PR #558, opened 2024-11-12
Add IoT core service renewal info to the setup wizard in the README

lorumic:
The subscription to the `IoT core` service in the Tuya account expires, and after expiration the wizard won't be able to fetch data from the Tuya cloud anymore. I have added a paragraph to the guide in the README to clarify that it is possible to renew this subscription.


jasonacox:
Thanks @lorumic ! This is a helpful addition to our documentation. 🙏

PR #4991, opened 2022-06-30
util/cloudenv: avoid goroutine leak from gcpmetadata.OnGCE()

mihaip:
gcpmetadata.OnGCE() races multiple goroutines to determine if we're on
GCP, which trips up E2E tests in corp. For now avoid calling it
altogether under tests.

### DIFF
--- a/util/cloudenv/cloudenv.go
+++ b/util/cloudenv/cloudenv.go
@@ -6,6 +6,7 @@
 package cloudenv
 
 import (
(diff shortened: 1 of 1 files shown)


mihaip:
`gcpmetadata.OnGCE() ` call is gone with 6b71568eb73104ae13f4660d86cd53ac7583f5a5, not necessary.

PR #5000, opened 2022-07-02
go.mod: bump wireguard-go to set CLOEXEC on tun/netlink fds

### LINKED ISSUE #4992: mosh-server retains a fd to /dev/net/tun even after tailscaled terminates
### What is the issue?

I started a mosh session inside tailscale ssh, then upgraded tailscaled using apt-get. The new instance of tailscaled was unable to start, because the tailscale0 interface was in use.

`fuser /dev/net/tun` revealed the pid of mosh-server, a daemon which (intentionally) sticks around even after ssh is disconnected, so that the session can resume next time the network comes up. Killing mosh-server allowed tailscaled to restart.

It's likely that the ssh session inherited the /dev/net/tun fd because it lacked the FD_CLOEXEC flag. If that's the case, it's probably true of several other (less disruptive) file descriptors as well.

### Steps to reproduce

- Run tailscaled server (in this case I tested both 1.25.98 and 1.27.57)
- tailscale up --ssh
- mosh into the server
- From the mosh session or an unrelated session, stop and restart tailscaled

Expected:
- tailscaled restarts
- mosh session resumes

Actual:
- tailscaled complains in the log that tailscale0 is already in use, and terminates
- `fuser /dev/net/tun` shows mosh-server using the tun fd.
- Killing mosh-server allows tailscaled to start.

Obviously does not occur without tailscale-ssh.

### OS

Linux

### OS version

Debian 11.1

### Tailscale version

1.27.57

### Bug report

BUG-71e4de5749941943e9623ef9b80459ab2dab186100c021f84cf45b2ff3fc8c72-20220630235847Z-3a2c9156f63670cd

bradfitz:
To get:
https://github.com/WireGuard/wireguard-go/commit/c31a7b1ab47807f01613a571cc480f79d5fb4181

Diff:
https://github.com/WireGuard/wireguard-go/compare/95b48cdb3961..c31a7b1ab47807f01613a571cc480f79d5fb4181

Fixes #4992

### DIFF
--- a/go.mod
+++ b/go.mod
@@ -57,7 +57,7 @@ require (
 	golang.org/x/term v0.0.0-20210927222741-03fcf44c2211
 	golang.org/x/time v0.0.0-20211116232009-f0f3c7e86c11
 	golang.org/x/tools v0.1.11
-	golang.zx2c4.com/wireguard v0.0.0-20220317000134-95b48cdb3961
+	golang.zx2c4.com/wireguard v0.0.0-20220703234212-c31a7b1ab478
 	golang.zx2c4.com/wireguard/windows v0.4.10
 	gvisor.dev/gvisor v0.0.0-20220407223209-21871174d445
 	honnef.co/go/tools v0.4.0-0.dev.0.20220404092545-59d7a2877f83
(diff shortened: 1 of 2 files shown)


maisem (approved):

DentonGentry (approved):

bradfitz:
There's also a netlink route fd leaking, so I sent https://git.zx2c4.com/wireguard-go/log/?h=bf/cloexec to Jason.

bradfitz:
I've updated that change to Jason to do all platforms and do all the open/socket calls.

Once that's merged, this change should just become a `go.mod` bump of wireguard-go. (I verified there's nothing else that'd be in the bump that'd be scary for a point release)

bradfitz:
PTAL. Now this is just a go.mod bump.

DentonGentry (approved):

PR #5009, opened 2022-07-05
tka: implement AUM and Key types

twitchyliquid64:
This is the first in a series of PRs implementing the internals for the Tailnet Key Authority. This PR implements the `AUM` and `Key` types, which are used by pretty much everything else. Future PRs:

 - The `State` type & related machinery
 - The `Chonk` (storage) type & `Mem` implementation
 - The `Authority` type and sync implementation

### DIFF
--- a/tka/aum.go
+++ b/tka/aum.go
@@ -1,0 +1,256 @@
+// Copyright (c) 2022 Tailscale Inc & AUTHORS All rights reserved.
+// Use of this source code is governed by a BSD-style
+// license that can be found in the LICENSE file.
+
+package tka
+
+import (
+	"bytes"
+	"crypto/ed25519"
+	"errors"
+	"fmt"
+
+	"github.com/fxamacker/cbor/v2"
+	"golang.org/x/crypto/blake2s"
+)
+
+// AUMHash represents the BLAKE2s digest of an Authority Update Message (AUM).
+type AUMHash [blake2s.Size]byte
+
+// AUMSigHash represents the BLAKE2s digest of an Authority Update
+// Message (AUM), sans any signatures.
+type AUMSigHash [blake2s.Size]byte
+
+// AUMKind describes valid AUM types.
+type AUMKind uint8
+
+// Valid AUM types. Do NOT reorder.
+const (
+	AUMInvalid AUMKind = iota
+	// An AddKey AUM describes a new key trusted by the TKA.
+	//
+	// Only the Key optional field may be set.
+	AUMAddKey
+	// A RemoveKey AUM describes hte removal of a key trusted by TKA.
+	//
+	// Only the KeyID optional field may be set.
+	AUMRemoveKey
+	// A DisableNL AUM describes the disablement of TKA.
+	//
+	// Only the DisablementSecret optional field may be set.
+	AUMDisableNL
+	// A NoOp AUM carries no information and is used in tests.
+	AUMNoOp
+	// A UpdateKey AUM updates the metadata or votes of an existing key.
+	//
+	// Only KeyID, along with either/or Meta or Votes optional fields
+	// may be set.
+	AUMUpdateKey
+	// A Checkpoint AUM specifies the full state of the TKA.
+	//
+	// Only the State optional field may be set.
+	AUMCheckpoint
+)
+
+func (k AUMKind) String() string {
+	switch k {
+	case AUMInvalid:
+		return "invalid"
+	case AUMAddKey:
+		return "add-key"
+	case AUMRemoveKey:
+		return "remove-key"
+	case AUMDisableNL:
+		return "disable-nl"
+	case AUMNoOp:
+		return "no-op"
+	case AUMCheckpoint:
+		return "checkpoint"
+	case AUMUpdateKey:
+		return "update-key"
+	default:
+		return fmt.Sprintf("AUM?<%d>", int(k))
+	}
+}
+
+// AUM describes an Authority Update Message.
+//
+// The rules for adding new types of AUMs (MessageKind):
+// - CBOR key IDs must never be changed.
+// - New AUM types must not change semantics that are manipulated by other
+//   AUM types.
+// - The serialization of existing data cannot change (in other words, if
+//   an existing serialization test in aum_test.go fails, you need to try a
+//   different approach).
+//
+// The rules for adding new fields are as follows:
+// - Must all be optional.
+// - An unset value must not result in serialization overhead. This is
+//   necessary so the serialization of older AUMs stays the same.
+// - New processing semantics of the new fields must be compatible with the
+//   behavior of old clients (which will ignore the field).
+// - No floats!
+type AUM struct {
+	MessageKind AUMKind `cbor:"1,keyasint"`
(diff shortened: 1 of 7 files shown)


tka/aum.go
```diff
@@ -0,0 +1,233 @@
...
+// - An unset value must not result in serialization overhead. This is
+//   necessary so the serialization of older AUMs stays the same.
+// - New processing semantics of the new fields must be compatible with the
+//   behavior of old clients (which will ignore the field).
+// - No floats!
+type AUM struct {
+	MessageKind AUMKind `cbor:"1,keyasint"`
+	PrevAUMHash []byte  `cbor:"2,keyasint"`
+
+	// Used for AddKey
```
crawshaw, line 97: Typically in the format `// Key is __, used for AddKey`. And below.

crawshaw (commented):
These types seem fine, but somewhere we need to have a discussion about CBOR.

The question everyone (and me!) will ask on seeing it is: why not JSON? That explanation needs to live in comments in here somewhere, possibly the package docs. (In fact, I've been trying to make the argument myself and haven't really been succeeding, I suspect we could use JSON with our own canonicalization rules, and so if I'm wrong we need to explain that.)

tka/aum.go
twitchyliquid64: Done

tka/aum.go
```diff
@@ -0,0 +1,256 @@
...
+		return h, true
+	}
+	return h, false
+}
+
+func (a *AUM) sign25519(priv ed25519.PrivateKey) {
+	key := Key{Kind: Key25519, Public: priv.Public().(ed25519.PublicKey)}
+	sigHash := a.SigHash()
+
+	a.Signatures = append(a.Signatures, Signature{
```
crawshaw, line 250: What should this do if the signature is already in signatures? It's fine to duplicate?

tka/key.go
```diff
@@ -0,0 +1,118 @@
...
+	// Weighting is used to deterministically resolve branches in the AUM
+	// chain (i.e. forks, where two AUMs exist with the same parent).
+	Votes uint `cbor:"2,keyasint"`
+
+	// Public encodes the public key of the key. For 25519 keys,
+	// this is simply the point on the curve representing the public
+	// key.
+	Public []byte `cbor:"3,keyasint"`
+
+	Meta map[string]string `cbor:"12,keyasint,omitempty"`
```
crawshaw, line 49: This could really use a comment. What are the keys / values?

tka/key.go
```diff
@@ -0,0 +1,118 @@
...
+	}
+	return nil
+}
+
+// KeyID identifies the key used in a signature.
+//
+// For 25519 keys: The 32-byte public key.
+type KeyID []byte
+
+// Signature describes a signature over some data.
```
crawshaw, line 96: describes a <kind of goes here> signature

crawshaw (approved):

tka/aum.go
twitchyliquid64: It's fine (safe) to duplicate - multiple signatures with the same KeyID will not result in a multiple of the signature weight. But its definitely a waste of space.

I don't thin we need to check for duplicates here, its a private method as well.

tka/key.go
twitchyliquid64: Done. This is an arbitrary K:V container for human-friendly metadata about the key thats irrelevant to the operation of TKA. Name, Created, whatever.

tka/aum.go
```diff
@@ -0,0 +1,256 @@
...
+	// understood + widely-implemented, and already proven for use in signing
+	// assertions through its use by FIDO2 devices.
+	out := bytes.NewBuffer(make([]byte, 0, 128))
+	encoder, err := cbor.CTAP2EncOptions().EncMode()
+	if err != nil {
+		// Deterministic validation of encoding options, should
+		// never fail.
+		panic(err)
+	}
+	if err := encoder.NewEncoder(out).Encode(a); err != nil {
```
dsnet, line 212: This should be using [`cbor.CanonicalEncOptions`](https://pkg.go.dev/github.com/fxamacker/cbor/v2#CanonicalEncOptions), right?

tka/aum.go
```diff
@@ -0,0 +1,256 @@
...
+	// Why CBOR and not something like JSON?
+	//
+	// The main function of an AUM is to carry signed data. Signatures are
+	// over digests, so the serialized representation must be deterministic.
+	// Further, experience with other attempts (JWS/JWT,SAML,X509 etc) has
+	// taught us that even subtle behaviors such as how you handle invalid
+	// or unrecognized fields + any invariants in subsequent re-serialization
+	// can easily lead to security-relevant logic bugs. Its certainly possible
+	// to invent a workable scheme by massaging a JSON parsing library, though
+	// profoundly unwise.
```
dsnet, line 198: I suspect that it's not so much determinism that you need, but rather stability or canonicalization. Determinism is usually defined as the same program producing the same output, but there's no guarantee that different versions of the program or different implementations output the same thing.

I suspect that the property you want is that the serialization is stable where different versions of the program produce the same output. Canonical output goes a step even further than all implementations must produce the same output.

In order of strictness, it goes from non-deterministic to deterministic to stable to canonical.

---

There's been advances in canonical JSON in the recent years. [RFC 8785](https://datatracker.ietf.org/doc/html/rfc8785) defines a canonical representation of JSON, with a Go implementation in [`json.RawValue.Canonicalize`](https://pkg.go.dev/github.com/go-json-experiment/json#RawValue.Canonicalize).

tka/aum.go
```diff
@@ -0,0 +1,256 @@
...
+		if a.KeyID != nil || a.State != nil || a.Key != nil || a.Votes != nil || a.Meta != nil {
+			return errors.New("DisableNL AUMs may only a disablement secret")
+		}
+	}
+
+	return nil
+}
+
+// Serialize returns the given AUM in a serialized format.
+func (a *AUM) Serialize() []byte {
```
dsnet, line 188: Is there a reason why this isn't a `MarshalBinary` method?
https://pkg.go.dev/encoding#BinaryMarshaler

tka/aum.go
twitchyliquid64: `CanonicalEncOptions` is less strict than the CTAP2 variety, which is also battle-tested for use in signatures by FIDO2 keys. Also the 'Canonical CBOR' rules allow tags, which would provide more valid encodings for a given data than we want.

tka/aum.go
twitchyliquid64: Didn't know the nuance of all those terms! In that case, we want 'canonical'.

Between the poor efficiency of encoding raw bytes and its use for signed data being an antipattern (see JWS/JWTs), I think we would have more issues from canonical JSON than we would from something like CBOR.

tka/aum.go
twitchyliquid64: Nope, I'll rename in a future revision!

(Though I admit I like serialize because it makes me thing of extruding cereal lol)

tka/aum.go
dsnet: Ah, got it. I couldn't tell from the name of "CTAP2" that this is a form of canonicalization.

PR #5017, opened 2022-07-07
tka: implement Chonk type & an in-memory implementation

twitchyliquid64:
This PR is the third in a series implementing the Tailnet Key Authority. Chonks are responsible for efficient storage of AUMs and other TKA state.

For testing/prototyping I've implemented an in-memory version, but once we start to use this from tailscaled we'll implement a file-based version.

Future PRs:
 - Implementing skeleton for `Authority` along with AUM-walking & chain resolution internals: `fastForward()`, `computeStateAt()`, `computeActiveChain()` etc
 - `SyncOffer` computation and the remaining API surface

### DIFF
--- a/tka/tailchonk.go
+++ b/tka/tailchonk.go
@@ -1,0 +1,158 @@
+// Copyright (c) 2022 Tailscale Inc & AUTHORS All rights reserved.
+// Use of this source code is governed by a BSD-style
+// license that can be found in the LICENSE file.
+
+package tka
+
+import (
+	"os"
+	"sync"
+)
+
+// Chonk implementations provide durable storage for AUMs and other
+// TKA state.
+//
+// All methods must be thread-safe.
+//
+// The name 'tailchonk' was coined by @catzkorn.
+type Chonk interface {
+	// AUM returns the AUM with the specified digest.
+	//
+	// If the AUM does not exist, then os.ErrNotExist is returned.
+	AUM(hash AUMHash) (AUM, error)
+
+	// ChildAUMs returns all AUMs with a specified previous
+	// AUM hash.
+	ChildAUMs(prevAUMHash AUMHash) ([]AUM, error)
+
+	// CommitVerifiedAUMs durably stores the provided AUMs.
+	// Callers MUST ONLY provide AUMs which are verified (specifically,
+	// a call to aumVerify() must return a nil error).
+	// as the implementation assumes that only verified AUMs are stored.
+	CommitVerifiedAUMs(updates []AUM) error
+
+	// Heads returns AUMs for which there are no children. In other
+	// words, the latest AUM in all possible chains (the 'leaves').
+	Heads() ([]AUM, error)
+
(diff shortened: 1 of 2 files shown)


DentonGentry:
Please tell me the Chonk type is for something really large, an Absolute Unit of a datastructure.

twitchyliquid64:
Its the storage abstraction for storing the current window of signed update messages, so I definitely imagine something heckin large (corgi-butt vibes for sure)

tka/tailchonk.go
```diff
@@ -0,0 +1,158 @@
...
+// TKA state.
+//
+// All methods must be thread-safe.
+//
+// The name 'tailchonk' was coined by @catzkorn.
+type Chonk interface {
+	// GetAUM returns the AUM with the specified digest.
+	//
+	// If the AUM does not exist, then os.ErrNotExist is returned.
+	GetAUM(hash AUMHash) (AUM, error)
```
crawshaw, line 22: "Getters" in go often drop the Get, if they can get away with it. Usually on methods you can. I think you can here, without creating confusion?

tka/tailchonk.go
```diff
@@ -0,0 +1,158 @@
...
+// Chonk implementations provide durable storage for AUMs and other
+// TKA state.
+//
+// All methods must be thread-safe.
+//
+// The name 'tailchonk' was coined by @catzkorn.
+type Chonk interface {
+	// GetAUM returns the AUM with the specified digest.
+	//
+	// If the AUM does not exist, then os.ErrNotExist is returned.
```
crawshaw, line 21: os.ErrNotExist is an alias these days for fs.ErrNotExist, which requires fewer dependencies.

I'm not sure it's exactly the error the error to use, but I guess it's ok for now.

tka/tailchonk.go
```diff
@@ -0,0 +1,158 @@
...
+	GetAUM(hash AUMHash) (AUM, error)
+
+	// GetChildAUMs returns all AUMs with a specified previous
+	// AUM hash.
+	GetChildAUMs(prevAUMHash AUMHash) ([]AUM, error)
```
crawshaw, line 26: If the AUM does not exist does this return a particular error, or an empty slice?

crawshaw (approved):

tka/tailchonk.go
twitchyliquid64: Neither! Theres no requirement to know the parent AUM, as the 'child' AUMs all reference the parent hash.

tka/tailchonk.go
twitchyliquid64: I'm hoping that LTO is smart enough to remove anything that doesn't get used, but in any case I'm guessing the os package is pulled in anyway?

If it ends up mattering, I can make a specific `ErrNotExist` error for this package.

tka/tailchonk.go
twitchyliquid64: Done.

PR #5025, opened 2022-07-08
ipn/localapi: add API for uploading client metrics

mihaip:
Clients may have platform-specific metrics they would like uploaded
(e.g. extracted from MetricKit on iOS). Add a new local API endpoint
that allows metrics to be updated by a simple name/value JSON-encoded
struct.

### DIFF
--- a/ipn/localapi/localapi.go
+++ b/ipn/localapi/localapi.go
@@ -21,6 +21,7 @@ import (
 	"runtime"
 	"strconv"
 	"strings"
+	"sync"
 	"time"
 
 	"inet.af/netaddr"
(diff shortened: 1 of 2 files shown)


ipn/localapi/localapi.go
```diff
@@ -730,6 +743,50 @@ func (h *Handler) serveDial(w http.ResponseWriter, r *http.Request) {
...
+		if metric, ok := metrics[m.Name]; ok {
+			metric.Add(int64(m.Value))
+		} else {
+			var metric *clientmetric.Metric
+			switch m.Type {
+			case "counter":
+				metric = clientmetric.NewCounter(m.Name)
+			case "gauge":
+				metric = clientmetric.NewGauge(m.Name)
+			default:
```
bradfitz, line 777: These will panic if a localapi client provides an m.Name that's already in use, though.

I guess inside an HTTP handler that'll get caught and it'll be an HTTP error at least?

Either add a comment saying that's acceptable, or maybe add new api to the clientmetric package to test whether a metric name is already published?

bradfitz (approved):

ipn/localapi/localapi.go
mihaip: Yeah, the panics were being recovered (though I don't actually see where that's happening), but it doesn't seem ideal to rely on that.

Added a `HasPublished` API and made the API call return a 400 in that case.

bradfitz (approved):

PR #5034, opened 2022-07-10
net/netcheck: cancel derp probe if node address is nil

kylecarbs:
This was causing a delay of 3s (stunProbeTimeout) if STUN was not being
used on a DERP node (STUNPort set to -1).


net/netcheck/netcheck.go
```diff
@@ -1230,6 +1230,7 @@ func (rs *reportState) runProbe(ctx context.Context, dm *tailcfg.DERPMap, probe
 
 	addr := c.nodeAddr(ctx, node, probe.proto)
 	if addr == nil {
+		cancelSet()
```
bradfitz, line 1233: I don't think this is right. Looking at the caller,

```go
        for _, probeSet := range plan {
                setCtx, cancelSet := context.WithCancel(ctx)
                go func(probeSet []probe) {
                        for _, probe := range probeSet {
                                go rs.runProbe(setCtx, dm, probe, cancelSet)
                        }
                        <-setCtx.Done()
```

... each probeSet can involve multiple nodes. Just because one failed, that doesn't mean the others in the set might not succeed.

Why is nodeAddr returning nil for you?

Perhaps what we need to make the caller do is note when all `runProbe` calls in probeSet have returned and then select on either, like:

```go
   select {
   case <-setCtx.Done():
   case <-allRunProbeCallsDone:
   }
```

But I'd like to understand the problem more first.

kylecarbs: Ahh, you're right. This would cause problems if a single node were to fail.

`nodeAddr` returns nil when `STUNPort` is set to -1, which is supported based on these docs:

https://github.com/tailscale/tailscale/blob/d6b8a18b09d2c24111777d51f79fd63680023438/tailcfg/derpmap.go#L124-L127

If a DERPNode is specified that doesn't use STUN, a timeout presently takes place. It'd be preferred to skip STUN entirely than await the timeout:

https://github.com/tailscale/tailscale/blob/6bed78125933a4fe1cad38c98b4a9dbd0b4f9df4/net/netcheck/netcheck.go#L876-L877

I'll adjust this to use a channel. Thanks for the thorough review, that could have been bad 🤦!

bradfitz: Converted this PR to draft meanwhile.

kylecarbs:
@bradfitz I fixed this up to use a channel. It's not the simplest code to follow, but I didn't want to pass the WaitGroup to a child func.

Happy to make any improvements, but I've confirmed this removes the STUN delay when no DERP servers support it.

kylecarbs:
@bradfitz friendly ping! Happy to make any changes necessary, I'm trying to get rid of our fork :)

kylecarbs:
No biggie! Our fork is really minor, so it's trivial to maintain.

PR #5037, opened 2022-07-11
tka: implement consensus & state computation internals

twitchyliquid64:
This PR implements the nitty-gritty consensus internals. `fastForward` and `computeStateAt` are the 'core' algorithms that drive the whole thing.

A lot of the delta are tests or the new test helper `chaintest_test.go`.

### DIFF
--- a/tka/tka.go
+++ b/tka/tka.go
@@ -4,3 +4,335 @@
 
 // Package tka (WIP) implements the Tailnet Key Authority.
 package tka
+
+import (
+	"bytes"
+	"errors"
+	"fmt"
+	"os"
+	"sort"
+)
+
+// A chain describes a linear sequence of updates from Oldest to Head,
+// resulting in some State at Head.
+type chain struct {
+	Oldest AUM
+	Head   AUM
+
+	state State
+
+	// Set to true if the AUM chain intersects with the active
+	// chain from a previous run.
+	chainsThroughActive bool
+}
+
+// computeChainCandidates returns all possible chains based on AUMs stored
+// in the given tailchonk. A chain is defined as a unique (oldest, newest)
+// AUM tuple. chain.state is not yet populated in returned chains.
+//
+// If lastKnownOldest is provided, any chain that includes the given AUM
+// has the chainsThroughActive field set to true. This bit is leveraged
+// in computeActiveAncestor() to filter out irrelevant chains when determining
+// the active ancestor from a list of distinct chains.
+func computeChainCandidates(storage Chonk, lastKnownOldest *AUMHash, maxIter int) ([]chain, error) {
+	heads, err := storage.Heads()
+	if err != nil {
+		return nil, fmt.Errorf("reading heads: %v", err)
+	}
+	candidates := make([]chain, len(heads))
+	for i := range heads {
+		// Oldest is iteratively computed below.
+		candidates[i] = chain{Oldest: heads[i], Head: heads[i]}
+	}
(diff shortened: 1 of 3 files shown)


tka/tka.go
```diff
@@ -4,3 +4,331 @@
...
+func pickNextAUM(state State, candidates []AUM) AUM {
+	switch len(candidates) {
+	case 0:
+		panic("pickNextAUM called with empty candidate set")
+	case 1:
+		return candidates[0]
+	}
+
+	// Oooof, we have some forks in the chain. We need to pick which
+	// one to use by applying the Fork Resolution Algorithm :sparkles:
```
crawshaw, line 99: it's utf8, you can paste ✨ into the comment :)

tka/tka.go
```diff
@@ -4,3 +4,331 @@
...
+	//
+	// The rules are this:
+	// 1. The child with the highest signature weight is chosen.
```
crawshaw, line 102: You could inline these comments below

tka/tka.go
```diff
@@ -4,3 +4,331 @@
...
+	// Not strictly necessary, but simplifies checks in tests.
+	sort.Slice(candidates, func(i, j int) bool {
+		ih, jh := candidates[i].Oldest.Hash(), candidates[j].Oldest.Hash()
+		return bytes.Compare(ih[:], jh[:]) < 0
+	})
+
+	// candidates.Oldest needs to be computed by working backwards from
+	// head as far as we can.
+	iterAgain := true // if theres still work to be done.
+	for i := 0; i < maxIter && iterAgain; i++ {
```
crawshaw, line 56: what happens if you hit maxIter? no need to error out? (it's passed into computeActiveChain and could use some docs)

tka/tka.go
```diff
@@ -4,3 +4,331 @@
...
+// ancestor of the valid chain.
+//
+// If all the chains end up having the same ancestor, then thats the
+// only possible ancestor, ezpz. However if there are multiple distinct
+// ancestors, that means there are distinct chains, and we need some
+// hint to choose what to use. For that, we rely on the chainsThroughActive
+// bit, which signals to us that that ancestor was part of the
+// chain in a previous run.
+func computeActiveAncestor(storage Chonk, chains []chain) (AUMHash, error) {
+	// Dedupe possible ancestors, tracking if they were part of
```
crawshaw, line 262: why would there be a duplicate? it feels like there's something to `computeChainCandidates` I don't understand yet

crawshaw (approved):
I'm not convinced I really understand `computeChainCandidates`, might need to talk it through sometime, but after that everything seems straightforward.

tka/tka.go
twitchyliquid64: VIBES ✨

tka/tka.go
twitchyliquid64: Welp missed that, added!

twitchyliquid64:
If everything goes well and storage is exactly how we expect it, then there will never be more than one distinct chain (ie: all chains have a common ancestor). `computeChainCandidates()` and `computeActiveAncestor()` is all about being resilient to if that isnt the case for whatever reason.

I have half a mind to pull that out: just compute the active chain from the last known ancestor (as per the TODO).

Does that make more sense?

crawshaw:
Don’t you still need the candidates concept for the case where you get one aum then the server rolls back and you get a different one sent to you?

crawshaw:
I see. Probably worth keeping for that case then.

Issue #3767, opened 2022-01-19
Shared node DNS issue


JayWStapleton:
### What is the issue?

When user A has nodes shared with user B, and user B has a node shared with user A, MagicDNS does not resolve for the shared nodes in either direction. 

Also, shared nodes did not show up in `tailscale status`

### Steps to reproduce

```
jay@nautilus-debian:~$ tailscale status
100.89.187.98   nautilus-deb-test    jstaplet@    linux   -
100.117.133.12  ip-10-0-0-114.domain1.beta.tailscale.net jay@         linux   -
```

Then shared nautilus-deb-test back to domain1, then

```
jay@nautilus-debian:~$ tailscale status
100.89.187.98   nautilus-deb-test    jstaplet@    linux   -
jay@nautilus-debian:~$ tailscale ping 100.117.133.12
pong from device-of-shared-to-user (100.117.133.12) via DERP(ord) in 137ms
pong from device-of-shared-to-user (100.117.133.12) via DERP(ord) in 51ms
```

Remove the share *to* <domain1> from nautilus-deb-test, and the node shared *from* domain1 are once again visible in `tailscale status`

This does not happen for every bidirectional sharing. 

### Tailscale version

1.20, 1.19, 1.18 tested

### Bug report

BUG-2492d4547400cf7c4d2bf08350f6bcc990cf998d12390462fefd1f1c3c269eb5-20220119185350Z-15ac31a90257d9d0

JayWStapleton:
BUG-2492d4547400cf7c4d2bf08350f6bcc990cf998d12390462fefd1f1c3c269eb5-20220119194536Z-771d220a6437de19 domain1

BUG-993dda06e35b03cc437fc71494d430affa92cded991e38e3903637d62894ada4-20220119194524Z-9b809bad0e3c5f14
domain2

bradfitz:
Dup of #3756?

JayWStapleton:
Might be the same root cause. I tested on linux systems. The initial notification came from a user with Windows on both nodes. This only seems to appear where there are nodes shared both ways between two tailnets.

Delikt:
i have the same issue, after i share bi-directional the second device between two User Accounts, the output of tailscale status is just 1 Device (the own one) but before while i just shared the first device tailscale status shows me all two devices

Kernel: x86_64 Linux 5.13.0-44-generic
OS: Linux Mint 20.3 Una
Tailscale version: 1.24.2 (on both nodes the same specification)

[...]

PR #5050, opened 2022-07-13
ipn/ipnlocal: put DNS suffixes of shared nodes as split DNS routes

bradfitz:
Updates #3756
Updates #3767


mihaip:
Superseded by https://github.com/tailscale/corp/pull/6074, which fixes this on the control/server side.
################
EXERCISE PROMPT
All lines in the records above with "crypto" need to be found and copied.

FINISHED EXERCISE
+	"crypto/ed25519"
+	"golang.org/x/crypto/blake2s"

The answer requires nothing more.